[[ RECORDS SHOWN open ]]

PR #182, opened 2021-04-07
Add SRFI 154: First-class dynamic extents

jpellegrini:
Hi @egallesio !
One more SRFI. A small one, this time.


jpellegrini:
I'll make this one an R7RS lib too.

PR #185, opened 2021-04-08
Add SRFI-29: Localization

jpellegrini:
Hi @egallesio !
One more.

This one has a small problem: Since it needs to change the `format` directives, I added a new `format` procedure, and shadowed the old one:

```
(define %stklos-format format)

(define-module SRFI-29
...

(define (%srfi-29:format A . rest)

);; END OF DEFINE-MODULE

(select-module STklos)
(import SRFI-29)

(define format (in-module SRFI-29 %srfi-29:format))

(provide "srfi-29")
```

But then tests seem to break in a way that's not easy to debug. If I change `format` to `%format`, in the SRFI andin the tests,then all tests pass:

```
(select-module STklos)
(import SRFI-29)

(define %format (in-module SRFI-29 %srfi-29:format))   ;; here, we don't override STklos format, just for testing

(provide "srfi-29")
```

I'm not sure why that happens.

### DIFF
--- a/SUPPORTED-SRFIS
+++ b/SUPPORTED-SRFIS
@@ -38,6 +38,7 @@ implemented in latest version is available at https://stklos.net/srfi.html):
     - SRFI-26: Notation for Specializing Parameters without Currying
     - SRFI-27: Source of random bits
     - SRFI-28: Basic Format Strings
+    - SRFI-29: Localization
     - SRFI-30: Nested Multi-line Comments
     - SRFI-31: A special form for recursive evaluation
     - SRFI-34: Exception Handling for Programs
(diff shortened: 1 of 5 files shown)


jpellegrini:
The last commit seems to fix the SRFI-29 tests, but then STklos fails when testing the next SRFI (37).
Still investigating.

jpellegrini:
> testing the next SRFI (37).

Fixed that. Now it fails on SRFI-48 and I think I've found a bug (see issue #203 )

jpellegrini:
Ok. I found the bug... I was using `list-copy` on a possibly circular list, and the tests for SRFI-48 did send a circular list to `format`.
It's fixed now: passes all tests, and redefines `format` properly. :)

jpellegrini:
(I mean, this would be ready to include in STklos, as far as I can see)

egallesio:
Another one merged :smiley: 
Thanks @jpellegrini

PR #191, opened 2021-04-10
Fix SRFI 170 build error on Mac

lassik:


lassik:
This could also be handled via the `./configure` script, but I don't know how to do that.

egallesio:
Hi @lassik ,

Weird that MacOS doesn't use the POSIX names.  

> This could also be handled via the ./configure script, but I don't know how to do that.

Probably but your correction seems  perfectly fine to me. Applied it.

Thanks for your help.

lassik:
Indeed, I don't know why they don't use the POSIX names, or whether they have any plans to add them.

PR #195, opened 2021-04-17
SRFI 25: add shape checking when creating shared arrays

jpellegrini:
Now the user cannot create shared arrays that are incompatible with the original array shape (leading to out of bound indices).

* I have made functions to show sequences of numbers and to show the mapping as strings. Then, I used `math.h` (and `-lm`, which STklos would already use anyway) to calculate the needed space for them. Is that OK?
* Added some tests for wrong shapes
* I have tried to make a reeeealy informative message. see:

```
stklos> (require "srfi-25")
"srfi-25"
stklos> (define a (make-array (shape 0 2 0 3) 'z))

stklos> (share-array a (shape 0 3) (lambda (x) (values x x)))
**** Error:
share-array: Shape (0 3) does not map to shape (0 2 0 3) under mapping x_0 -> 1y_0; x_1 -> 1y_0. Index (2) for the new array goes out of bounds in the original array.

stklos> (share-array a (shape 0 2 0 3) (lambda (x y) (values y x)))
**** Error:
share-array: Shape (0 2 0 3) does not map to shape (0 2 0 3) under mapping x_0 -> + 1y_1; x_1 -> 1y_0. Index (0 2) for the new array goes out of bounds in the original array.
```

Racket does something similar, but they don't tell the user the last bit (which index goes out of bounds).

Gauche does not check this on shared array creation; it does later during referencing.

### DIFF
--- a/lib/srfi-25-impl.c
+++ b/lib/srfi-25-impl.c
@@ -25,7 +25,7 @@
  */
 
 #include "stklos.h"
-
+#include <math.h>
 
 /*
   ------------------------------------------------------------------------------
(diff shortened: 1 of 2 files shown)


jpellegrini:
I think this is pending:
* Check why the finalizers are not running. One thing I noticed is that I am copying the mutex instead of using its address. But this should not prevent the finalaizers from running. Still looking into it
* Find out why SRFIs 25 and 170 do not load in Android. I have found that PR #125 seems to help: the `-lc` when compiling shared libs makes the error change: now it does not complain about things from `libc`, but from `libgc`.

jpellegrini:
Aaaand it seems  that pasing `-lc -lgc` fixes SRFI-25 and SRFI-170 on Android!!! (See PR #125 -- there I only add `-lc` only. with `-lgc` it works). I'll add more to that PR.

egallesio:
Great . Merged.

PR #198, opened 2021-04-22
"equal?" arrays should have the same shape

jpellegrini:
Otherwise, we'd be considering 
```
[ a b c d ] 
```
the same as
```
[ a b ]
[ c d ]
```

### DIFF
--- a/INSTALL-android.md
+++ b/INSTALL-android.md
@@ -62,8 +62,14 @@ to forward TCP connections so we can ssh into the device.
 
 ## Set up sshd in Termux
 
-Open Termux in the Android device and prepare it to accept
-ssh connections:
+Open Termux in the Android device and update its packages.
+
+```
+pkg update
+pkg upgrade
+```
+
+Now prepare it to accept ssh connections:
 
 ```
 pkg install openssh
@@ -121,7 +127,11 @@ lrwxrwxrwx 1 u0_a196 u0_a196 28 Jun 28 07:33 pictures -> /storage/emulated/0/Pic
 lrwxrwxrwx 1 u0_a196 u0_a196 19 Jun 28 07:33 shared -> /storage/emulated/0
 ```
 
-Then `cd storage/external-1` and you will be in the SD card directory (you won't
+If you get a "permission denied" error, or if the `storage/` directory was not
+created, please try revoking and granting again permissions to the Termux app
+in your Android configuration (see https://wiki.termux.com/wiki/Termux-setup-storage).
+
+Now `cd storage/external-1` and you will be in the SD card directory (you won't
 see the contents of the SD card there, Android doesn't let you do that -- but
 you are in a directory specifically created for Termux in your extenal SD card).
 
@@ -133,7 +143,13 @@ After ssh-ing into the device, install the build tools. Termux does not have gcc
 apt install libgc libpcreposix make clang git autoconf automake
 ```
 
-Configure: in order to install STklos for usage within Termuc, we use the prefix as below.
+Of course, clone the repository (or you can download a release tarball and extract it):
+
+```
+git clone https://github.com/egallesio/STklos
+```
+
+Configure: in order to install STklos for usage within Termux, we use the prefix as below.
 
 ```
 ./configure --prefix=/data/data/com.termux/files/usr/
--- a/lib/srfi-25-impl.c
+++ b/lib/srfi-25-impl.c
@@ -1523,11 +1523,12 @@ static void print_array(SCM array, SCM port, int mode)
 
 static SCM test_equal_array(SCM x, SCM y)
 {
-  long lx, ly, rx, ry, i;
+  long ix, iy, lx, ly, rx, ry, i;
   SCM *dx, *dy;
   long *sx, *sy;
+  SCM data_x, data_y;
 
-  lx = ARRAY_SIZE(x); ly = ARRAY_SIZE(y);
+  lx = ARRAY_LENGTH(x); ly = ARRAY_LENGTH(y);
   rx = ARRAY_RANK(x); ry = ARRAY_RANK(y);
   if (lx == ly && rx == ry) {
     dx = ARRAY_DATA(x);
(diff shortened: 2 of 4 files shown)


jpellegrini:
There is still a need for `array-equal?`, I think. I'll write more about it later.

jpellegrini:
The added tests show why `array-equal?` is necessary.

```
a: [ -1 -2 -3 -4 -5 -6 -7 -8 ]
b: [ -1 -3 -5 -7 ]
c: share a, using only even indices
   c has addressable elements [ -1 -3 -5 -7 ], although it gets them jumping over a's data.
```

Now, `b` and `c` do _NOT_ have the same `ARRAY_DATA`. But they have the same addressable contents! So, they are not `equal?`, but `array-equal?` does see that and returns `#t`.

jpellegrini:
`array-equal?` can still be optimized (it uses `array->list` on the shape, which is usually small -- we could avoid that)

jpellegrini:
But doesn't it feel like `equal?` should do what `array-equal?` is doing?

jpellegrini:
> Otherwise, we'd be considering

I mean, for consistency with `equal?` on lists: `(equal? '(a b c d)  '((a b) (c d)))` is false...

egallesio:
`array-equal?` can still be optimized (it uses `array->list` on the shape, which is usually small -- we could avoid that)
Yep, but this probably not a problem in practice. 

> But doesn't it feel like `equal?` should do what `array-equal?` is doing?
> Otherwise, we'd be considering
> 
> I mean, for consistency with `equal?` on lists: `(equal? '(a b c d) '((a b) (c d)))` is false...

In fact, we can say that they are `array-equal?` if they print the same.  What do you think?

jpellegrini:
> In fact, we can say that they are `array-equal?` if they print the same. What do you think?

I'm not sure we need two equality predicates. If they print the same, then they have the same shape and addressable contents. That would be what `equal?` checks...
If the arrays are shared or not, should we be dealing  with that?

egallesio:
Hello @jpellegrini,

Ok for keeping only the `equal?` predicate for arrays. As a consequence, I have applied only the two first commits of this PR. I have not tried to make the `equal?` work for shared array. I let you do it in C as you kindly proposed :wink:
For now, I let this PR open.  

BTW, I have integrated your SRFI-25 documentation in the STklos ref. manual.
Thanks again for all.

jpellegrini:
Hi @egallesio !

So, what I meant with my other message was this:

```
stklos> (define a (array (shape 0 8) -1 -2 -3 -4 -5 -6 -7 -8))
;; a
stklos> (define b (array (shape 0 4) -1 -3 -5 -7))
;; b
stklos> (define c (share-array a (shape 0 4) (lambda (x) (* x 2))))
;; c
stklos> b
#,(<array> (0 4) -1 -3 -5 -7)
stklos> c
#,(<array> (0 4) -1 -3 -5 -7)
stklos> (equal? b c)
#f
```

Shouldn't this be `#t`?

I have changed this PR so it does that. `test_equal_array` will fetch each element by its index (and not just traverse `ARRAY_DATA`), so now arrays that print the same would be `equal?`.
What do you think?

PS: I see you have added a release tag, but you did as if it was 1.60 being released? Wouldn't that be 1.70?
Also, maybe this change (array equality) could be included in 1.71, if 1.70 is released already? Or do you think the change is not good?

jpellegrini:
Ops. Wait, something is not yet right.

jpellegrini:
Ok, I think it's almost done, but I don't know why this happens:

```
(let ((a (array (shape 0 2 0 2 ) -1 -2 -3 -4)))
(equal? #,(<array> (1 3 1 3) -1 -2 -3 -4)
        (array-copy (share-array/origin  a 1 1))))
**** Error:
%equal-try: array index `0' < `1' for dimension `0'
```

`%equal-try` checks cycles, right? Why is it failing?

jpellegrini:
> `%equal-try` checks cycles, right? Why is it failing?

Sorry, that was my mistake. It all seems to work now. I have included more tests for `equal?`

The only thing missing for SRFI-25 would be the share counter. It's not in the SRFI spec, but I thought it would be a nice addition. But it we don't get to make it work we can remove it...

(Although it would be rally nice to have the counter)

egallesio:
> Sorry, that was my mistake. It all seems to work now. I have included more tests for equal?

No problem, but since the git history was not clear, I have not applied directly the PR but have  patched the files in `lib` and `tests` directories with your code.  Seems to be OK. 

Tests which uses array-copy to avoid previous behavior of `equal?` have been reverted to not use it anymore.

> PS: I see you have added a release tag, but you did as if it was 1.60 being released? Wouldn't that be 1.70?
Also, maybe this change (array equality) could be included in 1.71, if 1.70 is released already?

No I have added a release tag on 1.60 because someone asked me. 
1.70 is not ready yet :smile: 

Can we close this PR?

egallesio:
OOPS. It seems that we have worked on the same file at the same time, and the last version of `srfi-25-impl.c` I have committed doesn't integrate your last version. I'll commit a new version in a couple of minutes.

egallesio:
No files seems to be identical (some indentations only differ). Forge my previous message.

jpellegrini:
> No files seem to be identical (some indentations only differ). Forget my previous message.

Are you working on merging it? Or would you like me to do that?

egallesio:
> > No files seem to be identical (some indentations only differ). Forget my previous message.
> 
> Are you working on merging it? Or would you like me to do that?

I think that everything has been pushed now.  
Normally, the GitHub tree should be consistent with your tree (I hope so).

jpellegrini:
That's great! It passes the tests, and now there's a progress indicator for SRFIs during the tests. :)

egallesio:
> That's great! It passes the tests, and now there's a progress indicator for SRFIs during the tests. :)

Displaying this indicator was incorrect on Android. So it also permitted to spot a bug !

[[ RECORDS SHOWN closed ]]
[[ RECORDS SHOWN open ]]

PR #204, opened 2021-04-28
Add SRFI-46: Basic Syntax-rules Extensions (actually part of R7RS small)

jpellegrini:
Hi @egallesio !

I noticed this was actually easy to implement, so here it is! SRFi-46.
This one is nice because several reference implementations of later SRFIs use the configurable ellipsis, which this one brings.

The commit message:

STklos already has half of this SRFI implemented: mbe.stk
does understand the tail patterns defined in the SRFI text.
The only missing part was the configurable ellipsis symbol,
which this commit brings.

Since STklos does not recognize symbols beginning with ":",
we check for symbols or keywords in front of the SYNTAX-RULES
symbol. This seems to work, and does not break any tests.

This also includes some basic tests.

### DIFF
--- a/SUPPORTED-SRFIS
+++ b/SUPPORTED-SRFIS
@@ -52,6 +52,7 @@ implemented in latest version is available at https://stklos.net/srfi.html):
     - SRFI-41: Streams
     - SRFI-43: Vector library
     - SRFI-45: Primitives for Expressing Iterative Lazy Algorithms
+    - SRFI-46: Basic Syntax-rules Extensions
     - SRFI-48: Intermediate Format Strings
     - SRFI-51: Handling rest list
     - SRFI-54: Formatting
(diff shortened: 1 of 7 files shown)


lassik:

[[ RECORDS SHOWN closed ]]
[[ RECORDS SHOWN open ]]

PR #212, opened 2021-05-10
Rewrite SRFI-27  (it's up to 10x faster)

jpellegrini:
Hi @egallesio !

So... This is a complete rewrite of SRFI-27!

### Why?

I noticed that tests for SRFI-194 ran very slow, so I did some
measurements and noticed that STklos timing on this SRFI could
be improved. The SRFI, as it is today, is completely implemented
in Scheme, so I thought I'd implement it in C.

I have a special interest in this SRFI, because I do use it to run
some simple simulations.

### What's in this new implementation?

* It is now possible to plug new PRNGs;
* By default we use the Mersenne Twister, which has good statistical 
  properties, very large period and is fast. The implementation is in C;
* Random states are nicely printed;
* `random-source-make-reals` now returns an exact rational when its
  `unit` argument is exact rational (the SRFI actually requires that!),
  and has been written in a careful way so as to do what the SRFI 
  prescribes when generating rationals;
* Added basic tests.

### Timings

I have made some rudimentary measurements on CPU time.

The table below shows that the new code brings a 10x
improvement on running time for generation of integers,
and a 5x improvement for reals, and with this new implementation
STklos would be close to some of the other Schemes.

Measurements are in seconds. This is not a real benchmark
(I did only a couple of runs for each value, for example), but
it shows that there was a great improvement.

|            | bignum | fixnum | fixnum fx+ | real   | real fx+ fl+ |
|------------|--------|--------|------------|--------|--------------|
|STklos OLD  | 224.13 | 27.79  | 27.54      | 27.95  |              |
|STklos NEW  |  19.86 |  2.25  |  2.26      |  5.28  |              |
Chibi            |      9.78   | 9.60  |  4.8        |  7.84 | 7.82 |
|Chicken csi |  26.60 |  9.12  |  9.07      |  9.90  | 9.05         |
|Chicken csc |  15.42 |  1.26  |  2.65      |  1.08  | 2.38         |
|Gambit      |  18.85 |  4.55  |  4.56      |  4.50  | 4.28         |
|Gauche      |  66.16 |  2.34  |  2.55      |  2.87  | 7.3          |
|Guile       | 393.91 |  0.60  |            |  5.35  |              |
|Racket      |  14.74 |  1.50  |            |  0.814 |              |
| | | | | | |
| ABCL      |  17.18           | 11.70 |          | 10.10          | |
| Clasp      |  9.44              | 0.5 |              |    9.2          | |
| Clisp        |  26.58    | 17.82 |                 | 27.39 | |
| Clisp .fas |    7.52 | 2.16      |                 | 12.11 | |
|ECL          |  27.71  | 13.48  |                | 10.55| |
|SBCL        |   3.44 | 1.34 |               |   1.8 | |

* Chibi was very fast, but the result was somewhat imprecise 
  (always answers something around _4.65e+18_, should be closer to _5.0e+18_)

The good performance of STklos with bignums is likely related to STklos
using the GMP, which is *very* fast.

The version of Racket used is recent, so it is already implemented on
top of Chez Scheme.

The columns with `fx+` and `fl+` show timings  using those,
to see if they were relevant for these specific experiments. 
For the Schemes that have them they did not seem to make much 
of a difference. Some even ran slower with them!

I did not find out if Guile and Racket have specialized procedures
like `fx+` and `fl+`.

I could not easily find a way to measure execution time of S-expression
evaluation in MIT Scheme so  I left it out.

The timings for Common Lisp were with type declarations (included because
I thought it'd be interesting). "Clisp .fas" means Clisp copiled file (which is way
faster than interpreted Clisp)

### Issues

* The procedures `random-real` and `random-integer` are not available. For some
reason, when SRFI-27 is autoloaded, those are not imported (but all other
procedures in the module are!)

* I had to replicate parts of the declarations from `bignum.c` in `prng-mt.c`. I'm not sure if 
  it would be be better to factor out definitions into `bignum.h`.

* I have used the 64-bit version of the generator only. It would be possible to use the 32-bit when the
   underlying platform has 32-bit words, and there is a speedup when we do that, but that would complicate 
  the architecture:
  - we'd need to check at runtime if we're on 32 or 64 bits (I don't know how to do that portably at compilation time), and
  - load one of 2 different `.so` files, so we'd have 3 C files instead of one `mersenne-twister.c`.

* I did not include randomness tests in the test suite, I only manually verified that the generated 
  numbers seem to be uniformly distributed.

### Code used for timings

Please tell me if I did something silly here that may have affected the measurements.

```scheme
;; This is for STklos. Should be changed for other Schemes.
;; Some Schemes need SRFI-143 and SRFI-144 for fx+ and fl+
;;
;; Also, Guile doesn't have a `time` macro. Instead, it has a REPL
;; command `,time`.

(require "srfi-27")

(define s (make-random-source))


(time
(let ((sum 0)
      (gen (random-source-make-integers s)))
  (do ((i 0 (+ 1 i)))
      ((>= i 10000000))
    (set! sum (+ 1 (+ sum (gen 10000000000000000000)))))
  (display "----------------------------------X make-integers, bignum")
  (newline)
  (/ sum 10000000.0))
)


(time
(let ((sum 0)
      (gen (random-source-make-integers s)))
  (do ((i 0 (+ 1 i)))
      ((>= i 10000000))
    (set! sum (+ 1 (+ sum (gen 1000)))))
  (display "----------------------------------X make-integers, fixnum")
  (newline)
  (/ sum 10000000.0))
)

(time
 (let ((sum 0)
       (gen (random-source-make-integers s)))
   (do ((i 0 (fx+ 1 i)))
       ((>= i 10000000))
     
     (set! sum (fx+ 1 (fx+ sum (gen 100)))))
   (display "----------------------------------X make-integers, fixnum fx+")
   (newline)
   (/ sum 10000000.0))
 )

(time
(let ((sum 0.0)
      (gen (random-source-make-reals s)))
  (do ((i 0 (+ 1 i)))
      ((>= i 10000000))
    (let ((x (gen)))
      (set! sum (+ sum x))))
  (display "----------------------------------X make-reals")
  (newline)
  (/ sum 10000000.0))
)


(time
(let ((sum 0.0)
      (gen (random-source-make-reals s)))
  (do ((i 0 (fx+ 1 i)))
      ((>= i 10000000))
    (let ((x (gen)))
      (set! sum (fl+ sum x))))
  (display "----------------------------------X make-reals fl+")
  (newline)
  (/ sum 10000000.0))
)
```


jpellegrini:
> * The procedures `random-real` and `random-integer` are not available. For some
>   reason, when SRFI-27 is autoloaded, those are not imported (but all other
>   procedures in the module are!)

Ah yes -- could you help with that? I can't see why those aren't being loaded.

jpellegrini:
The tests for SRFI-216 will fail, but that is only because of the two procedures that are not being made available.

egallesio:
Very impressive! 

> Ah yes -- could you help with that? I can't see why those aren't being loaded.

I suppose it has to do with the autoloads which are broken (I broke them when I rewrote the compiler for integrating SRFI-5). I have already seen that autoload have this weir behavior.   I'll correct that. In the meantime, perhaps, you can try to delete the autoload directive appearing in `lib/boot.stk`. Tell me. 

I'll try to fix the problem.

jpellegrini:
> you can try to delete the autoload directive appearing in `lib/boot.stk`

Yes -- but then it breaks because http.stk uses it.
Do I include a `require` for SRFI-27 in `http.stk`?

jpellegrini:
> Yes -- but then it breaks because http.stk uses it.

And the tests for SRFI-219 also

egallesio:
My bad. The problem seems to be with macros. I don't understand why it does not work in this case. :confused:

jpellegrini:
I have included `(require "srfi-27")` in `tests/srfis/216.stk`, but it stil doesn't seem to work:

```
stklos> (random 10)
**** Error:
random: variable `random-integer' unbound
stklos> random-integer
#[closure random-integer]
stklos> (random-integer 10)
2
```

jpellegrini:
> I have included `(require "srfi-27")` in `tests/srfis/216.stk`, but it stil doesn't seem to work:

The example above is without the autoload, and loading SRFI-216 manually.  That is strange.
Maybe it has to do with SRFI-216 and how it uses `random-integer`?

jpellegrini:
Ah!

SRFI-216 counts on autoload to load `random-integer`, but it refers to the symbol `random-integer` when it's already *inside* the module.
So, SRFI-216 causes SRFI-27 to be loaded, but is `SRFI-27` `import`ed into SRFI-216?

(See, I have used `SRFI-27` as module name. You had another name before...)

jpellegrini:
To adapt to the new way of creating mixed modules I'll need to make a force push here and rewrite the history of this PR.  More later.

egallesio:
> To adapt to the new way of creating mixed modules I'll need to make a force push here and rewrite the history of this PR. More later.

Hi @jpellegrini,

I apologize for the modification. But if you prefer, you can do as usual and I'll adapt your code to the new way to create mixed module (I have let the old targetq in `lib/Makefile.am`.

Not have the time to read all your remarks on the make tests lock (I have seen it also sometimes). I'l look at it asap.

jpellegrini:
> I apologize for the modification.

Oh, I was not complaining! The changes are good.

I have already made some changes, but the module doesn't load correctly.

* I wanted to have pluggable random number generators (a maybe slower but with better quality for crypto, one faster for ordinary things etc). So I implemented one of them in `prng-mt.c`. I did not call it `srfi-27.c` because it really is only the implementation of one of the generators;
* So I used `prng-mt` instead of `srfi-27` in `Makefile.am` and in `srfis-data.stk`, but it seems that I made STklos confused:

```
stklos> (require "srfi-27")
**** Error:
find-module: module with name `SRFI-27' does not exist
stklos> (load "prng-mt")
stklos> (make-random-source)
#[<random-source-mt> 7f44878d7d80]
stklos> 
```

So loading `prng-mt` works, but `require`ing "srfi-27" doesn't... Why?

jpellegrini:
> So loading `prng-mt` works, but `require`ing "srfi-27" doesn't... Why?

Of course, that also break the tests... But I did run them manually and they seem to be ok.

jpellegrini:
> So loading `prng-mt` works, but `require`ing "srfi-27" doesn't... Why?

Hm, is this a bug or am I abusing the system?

[[ RECORDS SHOWN closed ]]

→ WHAT THIS TASK INVOLVES: For the string "breaks", return every line of the data where it appears.

→ TASK RESPONSE:
Yes -- but then it breaks because http.stk uses it.
> Yes -- but then it breaks because http.stk uses it.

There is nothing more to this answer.